Exercise directions —
Reproduce each entry exactly.

Source data —
PR #4762, opened 2026-06-16
fix(azure): omit output_modalities from Azure Realtime response.create

nuthalapativarun:
#### Please describe the changes in your PR. If it is addressing an issue, please reference that as well.

Azure OpenAI Realtime endpoints reject `response.output_modalities` in `response.create` events with a 400 error. This field is specific to OpenAI's API and is not supported by Azure.

Closes #4106

**Root cause:** `OpenAIRealtimeLLMService._create_response()` always includes `output_modalities` in the `ResponseCreateEvent`. `AzureRealtimeLLMService` inherits this without the ability to opt out.

**Fix:** Extract a `_build_response_create_event()` hook in `OpenAIRealtimeLLMService` that `AzureRealtimeLLMService` overrides to return a bare `ResponseCreateEvent()` without the unsupported field.

**Before:**
```python
# Azure received: {"type": "response.create", "response": {"output_modalities": ["text", "audio"]}}
# → 400 Bad Request from Azure endpoint
```

**After:**
```python
# Azure receives: {"type": "response.create"}
# → Accepted by Azure endpoint
```

PR #4763, opened 2026-06-16
fix(azure): remove unsupported output_modalities from realtime requests

### LINKED ISSUE #4106: AzureRealtimeLLMService sends response.output_modalities which Azure doesn't support

nuthalapativarun:
## Summary

- Azure's Realtime API rejects the `output_modalities` parameter in both `session.update` and `response.create` requests, causing the connection to fail with an unsupported parameter error.
- Overrides `send_client_event` in `AzureRealtimeLLMService` to strip `output_modalities` from `SessionUpdateEvent` and `ResponseCreateEvent` before transmission, using `model_copy` so the stored configuration is unchanged.
- Adds a unit test verifying the field is absent from the serialized wire payload in both event types.

Closes #4106

## Test plan

- [ ] `python -m pytest tests/test_azure_realtime_output_modalities.py -v` -- 3 tests pass
- [ ] `python -m ruff check src/pipecat/services/azure/realtime/llm.py` -- no issues
- [ ] `python -m ruff format --check src/pipecat/services/azure/realtime/llm.py` -- already formatted

### DIFF
--- a/changelog/4763.fixed.md
+++ b/changelog/4763.fixed.md
@@ -1,0 +1,1 @@
+- Fixed `AzureRealtimeLLMService` sending unsupported `output_modalities` parameter in `session.update` and `response.create` requests, which caused Azure's Realtime API to reject the connection (#4106).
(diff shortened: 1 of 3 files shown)


nuthalapativarun:
Closing as duplicate of #4762 which covers the same fix.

Solved problem —
PR #4762, opened 2026-06-16
fix(azure): omit output_modalities from Azure Realtime response.create

nuthalapativarun:
#### Please describe the changes in your PR. If it is addressing an issue, please reference that as well.

Azure OpenAI Realtime endpoints reject `response.output_modalities` in `response.create` events with a 400 error. This field is specific to OpenAI's API and is not supported by Azure.

Closes #4106

**Root cause:** `OpenAIRealtimeLLMService._create_response()` always includes `output_modalities` in the `ResponseCreateEvent`. `AzureRealtimeLLMService` inherits this without the ability to opt out.

**Fix:** Extract a `_build_response_create_event()` hook in `OpenAIRealtimeLLMService` that `AzureRealtimeLLMService` overrides to return a bare `ResponseCreateEvent()` without the unsupported field.

**Before:**
```python
# Azure received: {"type": "response.create", "response": {"output_modalities": ["text", "audio"]}}
# → 400 Bad Request from Azure endpoint
```

**After:**
```python
# Azure receives: {"type": "response.create"}
# → Accepted by Azure endpoint
```

PR #4763, opened 2026-06-16
fix(azure): remove unsupported output_modalities from realtime requests

### LINKED ISSUE #4106: AzureRealtimeLLMService sends response.output_modalities which Azure doesn't support

nuthalapativarun:
## Summary

- Azure's Realtime API rejects the `output_modalities` parameter in both `session.update` and `response.create` requests, causing the connection to fail with an unsupported parameter error.
- Overrides `send_client_event` in `AzureRealtimeLLMService` to strip `output_modalities` from `SessionUpdateEvent` and `ResponseCreateEvent` before transmission, using `model_copy` so the stored configuration is unchanged.
- Adds a unit test verifying the field is absent from the serialized wire payload in both event types.

Closes #4106

## Test plan

- [ ] `python -m pytest tests/test_azure_realtime_output_modalities.py -v` -- 3 tests pass
- [ ] `python -m ruff check src/pipecat/services/azure/realtime/llm.py` -- no issues
- [ ] `python -m ruff format --check src/pipecat/services/azure/realtime/llm.py` -- already formatted

### DIFF
--- a/changelog/4763.fixed.md
+++ b/changelog/4763.fixed.md
@@ -1,0 +1,1 @@
+- Fixed `AzureRealtimeLLMService` sending unsupported `output_modalities` parameter in `session.update` and `response.create` requests, which caused Azure's Realtime API to reject the connection (#4106).
(diff shortened: 1 of 3 files shown)


nuthalapativarun:
Closing as duplicate of #4762 which covers the same fix.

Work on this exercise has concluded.